* ASSIGNED TASK: In the listing below, find each line holding "nchamo" and copy it.

* RECORD EXCERPTS:
PR #462, opened 2021-04-20
feat: adding cache for entities

nchamo:
We are now adding a cache to the `/entities` endpoint. The `/deployments` endpoint is too generic, has too many filters and is usually used to get historic deployments, so we decided to had the cache directly to the `/entities` endpoint. 

To do so we added `getEntitiesByIds` and `getEntitiesByPointers` to the service, who will be in charge of caching.

This cache will help a lot in avoiding requests to the database. Since users tend to group together in the world, they will ask for the same scenes & profiles, so the cache makes a lot of sense

### DIFF
--- a/content/src/Environment.ts
+++ b/content/src/Environment.ts
@@ -8,6 +8,7 @@ import { FetcherFactory } from './helpers/FetcherFactory'
 import { MigrationManagerFactory } from './migrations/MigrationManagerFactory'
 import { AccessCheckerImplFactory } from './service/access/AccessCheckerImplFactory'
 import { AuthenticatorFactory } from './service/auth/AuthenticatorFactory'
+import { CacheManagerFactory } from './service/caching/CacheManagerFactory'
 import { DeploymentManagerFactory } from './service/deployments/DeploymentManagerFactory'
 import { FailedDeploymentsManager } from './service/errors/FailedDeploymentsManager'
 import { GarbageCollectionManagerFactory } from './service/garbage-collection/GarbageCollectionManagerFactory'
@@ -120,7 +121,8 @@ export const enum Bean {
   MIGRATION_MANAGER,
   GARBAGE_COLLECTION_MANAGER,
   SYSTEM_PROPERTIES_MANAGER,
-  SNAPSHOT_MANAGER
+  SNAPSHOT_MANAGER,
+  CACHE_MANAGER
 }
 
 export enum EnvironmentConfig {
@@ -159,7 +161,8 @@ export enum EnvironmentConfig {
   DISABLE_DENYLIST,
   CONTENT_SERVER_ADDRESS,
   REPOSITORY_QUEUE_MAX_CONCURRENCY,
-  REPOSITORY_QUEUE_MAX_QUEUED
+  REPOSITORY_QUEUE_MAX_QUEUED,
+  CACHE_SIZES
 }
 
 export class EnvironmentBuilder {
@@ -357,6 +360,16 @@ export class EnvironmentBuilder {
       () => process.env.REPOSITORY_QUEUE_MAX_QUEUED ?? 50
     )
 
+    /*
+     * These are configured as 'CACHE_{CACHE_NAME}_{ENTITY_TYPE}=MAX_SIZE'.
+     * For example: 'CACHE_ENTITIES_BY_POINTERS_SCENE=1000
+     */
+    this.registerConfigIfNotAlreadySet(
+      env,
+      EnvironmentConfig.CACHE_SIZES,
+      () => new Map(Object.entries(process.env).filter(([name]) => name.startsWith('CACHE')))
+    )
+
     // Please put special attention on the bean registration order.
     // Some beans depend on other beans, so the required beans should be registered before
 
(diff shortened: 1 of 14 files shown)


content/src/service/caching/Cache.ts
```diff
@@ -0,0 +1,77 @@
...
+      .filter(([, value]) => value === undefined)
+      .map(([key]) => key)
+
+    // Calculate values for those keys
+    const calculated: Map<Key, Value | undefined> = missing.length > 0 ? await orCalculate(missing) : new Map()
+
+    // Save the calculated values. When a key doesn't have a value, set it as null
+    Array.from(calculated.entries())
+      .map<[Key, Value | null]>(([key, value]) => [key, value ?? null])
+      .forEach(([key, value]) => this.internalCache.set(key, value))
```
menduz, line 33: `for(const [key, value] of calculated)` is streamable (every iteration consumes the iterator) and memory efficient in comparison to this currying approach

content/src/Environment.ts
```diff
@@ -357,6 +360,16 @@ export class EnvironmentBuilder {
       () => process.env.REPOSITORY_QUEUE_MAX_QUEUED ?? 50
     )
 
+    /*
+     * These are configured as 'CACHE_{CACHE_NAME}_{ENTITY_TYPE}=MAX_SIZE'.
```
agusaldasoro, line 364: Should this key be something more specific like `ENTITIES_CACHE`? Just in case we have another cache configuration in the future.

content/src/service/caching/CacheManager.ts
```diff
@@ -0,0 +1,71 @@
...
+
+/** This manger is used to create cache instances, based on some pre-configured defaults */
+export class CacheManager {
+  private readonly cacheSizes: Map<string, number>
+
+  constructor(cacheSizes: Map<string, number> = new Map()) {
+    this.cacheSizes = new Map(Array.from(cacheSizes.entries()).map(([name, size]) => [name.toUpperCase(), size]))
+  }
+
+  buildEntityTypedCache<K, V>(cacheConfig: CacheConfig): CacheByType<K, V> {
```
agusaldasoro, line 12: why do you need `K` and `V` here?

content/src/denylist/DenylistServiceDecorator.ts
```diff
@@ -238,6 +238,23 @@ export class DenylistServiceDecorator implements MetaverseContentService {
     return this.service.listenToDeployments(listener)
   }
 
+  getEntitiesByIds(ids: EntityId[]): Promise<Entity[]> {
+    return this.repository.task(async (task) => {
```
agusaldasoro, line 242: Is it necessary to run something similar to `filterDenylisted()` here?

content/src/denylist/DenylistServiceDecorator.ts
```diff
@@ -282,6 +299,44 @@ export class DenylistServiceDecorator implements MetaverseContentService {
...
+    targetBuild: (element: T) => DenylistTarget
+  ): Promise<T[]> {
+    const elementToTarget: Map<T, DenylistTarget> = new Map(elements.map((element) => [element, targetBuild(element)]))
+    const areDenylisted = await this.denylist.areTargetsDenylisted(denylistRepo, Array.from(elementToTarget.values()))
+    return Array.from(elementToTarget.entries())
+      .filter(([, target]) => !isTargetDenylisted(target, areDenylisted))
+      .map(([element]) => element)
+  }
+
+  /** When an entity is denylisted, we don't want to show its content and metadata  */
```
agusaldasoro, line 315: The entities that are used as param here have already been filtered, so is this method to filter the denylisted nested objects on those?

agusaldasoro (approved):
Great work!

content/src/Environment.ts
```diff
@@ -357,6 +360,16 @@ export class EnvironmentBuilder {
...
+     * For example: 'CACHE_ENTITIES_BY_POINTERS_SCENE=1000
+     */
+    this.registerConfigIfNotAlreadySet(
+      env,
+      EnvironmentConfig.CACHE_SIZES,
+      () => new Map(Object.entries(process.env).filter(([name]) => name.startsWith('CACHE')))
```
agusaldasoro, line 370: By default the caches are not being used, right?

nchamo: Yes, they are being used. This is just to be able to override the max sizes of the caches

content/src/Environment.ts
nchamo: In this line I'm explaining the schema. The `{CACHE_NAME}` for the cache that is added in this PR is `ENTITIES_BY_POINTERS`. It's defined in `CacheManager`

content/src/service/caching/CacheManager.ts
nchamo: It's because you want to receive a `CacheByType<K, V>`. So you need to pass them to `buildEntityTypedCache`

content/src/denylist/DenylistServiceDecorator.ts
nchamo: No, it isn't necessary.

When a pointer is denylisted, then no entities are returned for it. But when an entity is denylisted, it is returned, but the content files are not shown, and the metadata only says `'Denylisted'`. All that is done in `sanitizeEntities`, and that's why it isn't necessary to filter the entity ids

content/src/denylist/DenylistServiceDecorator.ts
nchamo: As I said before, entities are not filtered when denylisted. We just hide some of their properties. That "hiding" is done here

content/src/Environment.ts
agusaldasoro: Okay, my doubt was because it is filtering all environment variables that start with only `CACHE`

* EXERCISE OUTPUT:
nchamo:
nchamo: Yes, they are being used. This is just to be able to override the max sizes of the caches
nchamo: In this line I'm explaining the schema. The `{CACHE_NAME}` for the cache that is added in this PR is `ENTITIES_BY_POINTERS`. It's defined in `CacheManager`
nchamo: It's because you want to receive a `CacheByType<K, V>`. So you need to pass them to `buildEntityTypedCache`
nchamo: No, it isn't necessary.
nchamo: As I said before, entities are not filtered when denylisted. We just hide some of their properties. That "hiding" is done here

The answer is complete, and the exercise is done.